Liouvillian spectral control for fast charging of quantum batteries

Abstract

Quantum batteries, which use quantum systems to store and deliver energy, are promising for next-generation energy storage. However, optimizing charging strategies and understanding the interplay between dissipation and quantum coherence remain open challenges. Here, we investigate steady-state charging in an open quantum battery and demonstrate that the charging timescale depends on the spectral gap of the Liouvillian operator governing dissipative dynamics. As a minimal example, we examine a three-level quantum battery realized in a single trapped 40Ca+ ion, where energy from an engineered thermal photon reservoir is coherently transferred to a long-lived metastable storage state.
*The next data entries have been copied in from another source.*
PR #1051, opened 2021-11-15
Ignore unsupported browser version in browserlist

cristiano-belloni:
- Still log the error, but ignore an unsupported version of a supported browser in browserlist.
- Added test coverage for `createEsbuildBrowserslistTarget`


LukeSheard (approved):
Sweet! Thanks for the tests as well. 🚀

PR #1060, opened 2021-11-17
Yarn start/build should alias modular start/build and provide the user with an interactive selection if no argument

cristiano-belloni:
- Alias the start script to `modular start` and the build script to `modular build`, so we can use them in the same way (ie: `yarn start my-app`), instead of having them hardcoded to the initial app.
- If `modular start` has no target packages specified, prompt the user to specify a package (see image)

image


packages/modular-scripts/src/start.ts
```diff
@@ -6,14 +6,33 @@ import execAsync from './utils/execAsync';
...
 import * as logger from './utils/logger';
 import createEsbuildBrowserslistTarget from './utils/createEsbuildBrowserslistTarget';
+import prompts from 'prompts';
+
+async function start(packageName: string): Promise<void> {
+  let target = packageName;
+
+  if (!target) {
+    const availablePackages = Object.keys(await getWorkspaceInfo());
+    const chosenTarget = await prompts<string>({
```
cristiano-belloni, line 23: @LukeSheard you mentioned we might want to abstract this in `cli`. Did you mean in `program`, since in `cli` we haven't parsed the arguments / options yet? As I see it, we should still give the possibility to specify a target app to the users (ie: `modular start myApp`) and run the interaction only if no target app is provided (`modular start`), so it should always be post-command.

packages/modular-scripts/src/program.ts
```diff
@@ -56,7 +56,7 @@ program
   );
 
 program
-  .command('build <packages...>')
+  .command('build [packages...]')
```
LukeSheard, line 59: This is still a required argument.

packages/modular-scripts/src/start.ts
LukeSheard: Yeah - I did mean `program` but I think for now what we have is fine - we can abstract this later if we want to re-use it.

packages/modular-scripts/src/program.ts
cristiano-belloni: Good catch! Leftover from my previous build refactor, fixed now.

PR #1063, opened 2021-11-18
Fix modular-scripts builds are failing because of postcss upgrade

cristiano-belloni:
- Bump up postcss-loader and use `implementation` to use postcss 8
- Change the webpack conf to use the new conf schema
- ~Don't lint /config. Not really sure about this, but it seems that modular lint will always die if webpack.config.js is modified and will not let the user commit (because it's invoked by lint-staged), because it tries to run jest on a pattern it doesn't match - what do you think @LukeSheard?~ - reverted, another ticket for this


packages/modular-scripts/src/lint.ts
```diff
@@ -50,7 +50,7 @@ async function lint(
     displayName: 'lint',
     rootDir: modularRoot,
     testMatch: targetedFiles,
-    testPathIgnorePatterns: ['/node_modules/', '/dist/'],
+    testPathIgnorePatterns: ['/node_modules/', '/dist/', '/config/'],
```
LukeSheard, line 53: Let's leave this for now and fix in a different commit by changing the file structure?

cristiano-belloni: If I remove it in the next commit I think it will work - wdym by "changing the file structure"?

cristiano-belloni: ah, ok, you want to move it under src, ok

cristiano-belloni: 👍🏻 Removed, we'll capture this in another ticket

LukeSheard (approved):

PR #1070, opened 2021-11-19
Fix runtime reload

cristiano-belloni:
Fix runtime reload not working in esbuild mode (page not reloading after a file save)

Done:

1. Fix a faulty condition that prevents the page from reloading on a websocket message (runtime thinks there are compile errors when there aren't).
1. Since we're serving the temporary `outDir`, always `write` when watching.
1. Fix the patched definitions of `react-error-overlay` and fix the fact that it excepts early because `default` is undefined.

This doesn't fix the integration with `react-error-overlay` that's still not working and will be tackled in another PR (it errors with `Could not get the stack frames of error: Error: "packages/app/src/App.tsx" is not in the SourceMap` instead of showing the overlay. Source maps are there).

### DIFF
--- a/packages/modular-scripts/src/esbuild-scripts/runtime/index.ts
+++ b/packages/modular-scripts/src/esbuild-scripts/runtime/index.ts
@@ -1,21 +1,25 @@
-import ErrorOverlay from 'react-error-overlay';
+// import {
+//   setEditorHandler,
+//   startReportingRuntimeErrors,
+//   reportBuildError,
+// } from 'react-error-overlay';
 import stripAnsi from 'strip-ansi';
 
 const isFirstCompilation: Record<string, boolean> = {};
 let hasCompileErrors = false;
 
-ErrorOverlay.setEditorHandler(function editorHandler(errorLocation) {
-  // Keep this sync with errorOverlayMiddleware.js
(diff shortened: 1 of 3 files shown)


LukeSheard:
> 2. Understand why bundling the runtime causes a mismatch between the types of `react-error-overlay` and the bundled value. It seems that the type defs and the source have a default export, but our bundled version doesn't. If we import default we get undefined, if we import the individual exports it works but we get a type error. We can easily override the definition, but I'm curious about why it's happening. Might be a weird build on their side? any idea @LukeSheard? (see commented code that would work but doesn't compile)

This is due to the fact the types are patched in via `patch-package` so I could have written them incorrectly. 

https://github.com/jpmorganchase/modular/blob/main/patches/react-error-overlay%2B6.0.9.patch

cristiano-belloni:
> This is due to the fact the types are patched in via `patch-package` so I could have written them incorrectly.
> 
> https://github.com/jpmorganchase/modular/blob/main/patches/react-error-overlay%2B6.0.9.patch

Ah, good to know, thanks. I'll take a look when I come to that part.

LukeSheard (approved):
LGTM 👍

PR #1082, opened 2021-11-22
Fix runtime react error overlay in esbuild mode

cristiano-belloni:
- Use an express middleware to serve the sourcemaps while making the `sources` absolute, for `react-error-overlay` to resolve the sourcemaps correctly. See [this issue](https://github.com/evanw/esbuild/pull/1234) for more info.
- Pass paths to the error formatter to get command-line context for the error.
- Use type imports where possible

---

## Build error in terminal:

image

---

## Build error with REO:

image

---

## Runtime error with REO:

image

---

## REO issue with external directory explanation:

The issue here is that `react-error-overlay` (REO) doesn't find the right source map and dies with an exception instead of showing the stack. It doesn't work with ESBuild and I think it's never worked possibly? (if not, maybe there's another solution?)

Investigating the REO code, it seems that they are using the `source-map` module from Mozilla, which parses the source map generated by ESBuild. When they intercept an error, they try to get the source map content _by the error path_ (which is like `/Users/n761472/dev/test-repo/node_modules/react-dom/cjs/react-dom.development.js`), but since we serve the project from in a `/var/tmp` temp dir, the sources in the sourcemaps are relative to the temp dire, looking something like: `../../../../../../Users/n761472/dev/test-repo/node_modules/react-dom/cjs/react-dom.development.js`. For this reason, `source-map` doesn't match the error (it seems a simple string lookup), throws and the overlay is never shown.

Just changing the `outDir` to our `dist` dir, like in this PR, solves the problem. If we don't have any pressing reason to serve from a temp dir, thjs will work. If I'm not wrong, CRA does it like that - I kinda remember that they serve from `dist`. That would explain why REO just works for them (after all, it's part of CRA). I still have to check if everything works well with `build` and if we're properly emptying `dist` before either buying or serving, but if we choose `dist`, the solution is easy.

If we have reasons to serve from `/var/tmp` instead, we will need to investigate deeper. This is tricky because we're not really under control of what is passed to `source-map` (which is 2 levels deep). We're kinda in control of our source maps, but ESBuild generates them and we can only specify its `sourceRoot`. Maybe setting it to `/`  would work, I don't know. Or maybe there's a way to specify REO init parameters? Or, if all else fails, we can just proxy and modify the sourcemap `source` field when serving?


packages/modular-scripts/src/esbuild-scripts/plugins/wsReload.ts
```diff
@@ -5,6 +5,7 @@ import { formatError } from '../utils/formatError';
 export default function createPlugin(
   name: string,
   server: ws.Server,
+  baseDir: string,
```
LukeSheard, line 8: I would just future-proof this by using `Paths`.

packages/modular-scripts/src/esbuild-scripts/plugins/wsReload.ts
```diff
@@ -20,8 +21,14 @@ export default function createPlugin(
               name,
               building,
               result: {
-                errors: await Promise.all(result.errors.map(formatError)),
-                warnings: await Promise.all(result.warnings.map(formatError)),
+                errors: await Promise.all(
+                  result.errors.map((error) => formatError(error, baseDir)),
```
LukeSheard, line 25: Maybe since formatError is passed around so much we just make it an instance method of the `DevServer` so can just re-use it DRY-ly?

packages/modular-scripts/src/esbuild-scripts/utils/formatError.ts
```diff
@@ -1,11 +1,17 @@
...
 
-export async function formatError(error: Message): Promise<string> {
+export async function formatError(
+  error: Message,
+  baseDir: string = process.cwd(),
+): Promise<string> {
   if (error.location?.file) {
-    const source = await fs.readFile(error.location.file, {
+    const pathToFile = path.join(baseDir, error.location?.file);
+    console.log('Getting error from', pathToFile);
```
LukeSheard, line 13: Is this meant to be here? If so use `logger.debug` from the modular logger to preserve consistent formatting.

LukeSheard:
Apart from the minor comments I made above - I've also been looking at [this issue](https://github.com/evanw/esbuild/pull/1234) about source maps in esbuild and I suspect that we're closer than we think when we ran into this bug around the output generated paths. I think for development middle manning might be the best bet here since there's clearly still some rough edges. 

E.g. in your runtime error screenshot the error path is clearly not correct even though runtime error is pointing to `src/index.ts` as it should be.

Screenshot 2021-11-23 at 21 19 25
 
It might also be nicer if instead of `src/index.ts` it said `packages/foo/src/index.ts` and showed paths relative to the modular root.

cristiano-belloni:
Ah, that makes sense. I can revert to tmp and rewrite the responses via web server. We might even be able to phase it out if / when that pr gets merged.

LukeSheard:
I don't think we need to revert the work so far - I'm more saying that I think the best permanent fix to also take control of the source-map writing, since it's likely we'll want to do this re-writing for production builds as well.

cristiano-belloni:
> I don't think we need to revert the work so far 

By reverting I mean using a tmp directory vs using .modular. Since we will rewrite the source field anyway, there's no difference between the two in the context of using REO. I'm OK with both solutions, both have their pros and cons (I'm not happy of rmrf the .modular subdi every time vs I'm not happy of having to copy paste the random tmp directory if I want to inspect the served bundle). If you think one has more merit than the other, happy to go with it.

packages/modular-scripts/src/esbuild-scripts/plugins/wsReload.ts
cristiano-belloni: Well, it's not passed around, it's `paths` that's passed around, and `formatError` is always imported. We can use a factory (or memoize) to associate an instance of it with a path and pass _that_ around, but I think it'd be messier (we also use it in build, so we'd need two instances). Now that we're using `paths` in our plugins, I think it looks clean.

packages/modular-scripts/src/esbuild-scripts/utils/formatError.ts
cristiano-belloni: Leftover, removed.

cristiano-belloni:
> I think for development middle manning might be the best bet here since there's clearly still some rough edges.

Done. I think that the middleware solution is super clean.

> E.g. in your runtime error screenshot the error path is clearly not correct even though runtime error is pointing to src/index.ts as it should be.

This is solved (see stack trace above)

> It might also be nicer if instead of src/index.ts it said packages/foo/src/index.ts and showed paths relative to the modular root.

Nicer, but that transformation is deep in REO (in the script they dynamically load in the iframe they dynamically create), I don't think we can influence it. The stack trace is relative to the modular root, only the error has directory/filename, I guess it's a UI decision on their end.

PR #1098, opened 2021-11-25
Open IDE from React Error Overlay page links

cristiano-belloni:


packages/modular-scripts/src/esbuild-scripts/start/index.ts
```diff
@@ -28,6 +28,7 @@ import { createIndex } from '../api';
 import { formatError } from '../utils/formatError';
 import createEsbuildConfig from '../config/createEsbuildConfig';
 import { createAbsoluteSourceMapMiddleware } from '../utils/absoluteSourceMapsMiddleware';
+import createLaunchEditorMiddleware from '../../../react-dev-utils/errorOverlayMiddleware.js';
```
LukeSheard, line 31: This is a bit hacky, but probably fine in the interim until we work out a way to bring the build / start code closer together.

LukeSheard (approved):

packages/modular-scripts/src/esbuild-scripts/start/index.ts
cristiano-belloni: Yeah, but we will have to share this middleware in any case. We could move `esbuild-scripts` at the same level of `react-scripts` and a `common-script` directory to store the shared parts, but we would need to invoke `esbuild-scripts` instead of dynamically importing it as we do now. Is there a reason why currently we spawn one but import the other? @LukeSheard?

We find that long-term dynamics are confined to a low-dimensional manifold of slow Liouvillian modes, with their spectral structure determining the relaxation rate to the charged steady state. By adjusting experimentally accessible parameters, such as reservoir occupation and coherent coupling strength, the non-Hermitian Liouvillian spectrum can approach an exceptional point. This increases the spectral gap and accelerates the approach to steady state. As a result, this mechanism significantly enhances asymptotic charging power without relying on many-body collectivity or steady coherence. Our findings offer fundamental insights into open quantum thermodynamics and provide a path to efficient energy storage and fast-charging solutions in emerging quantum technologies.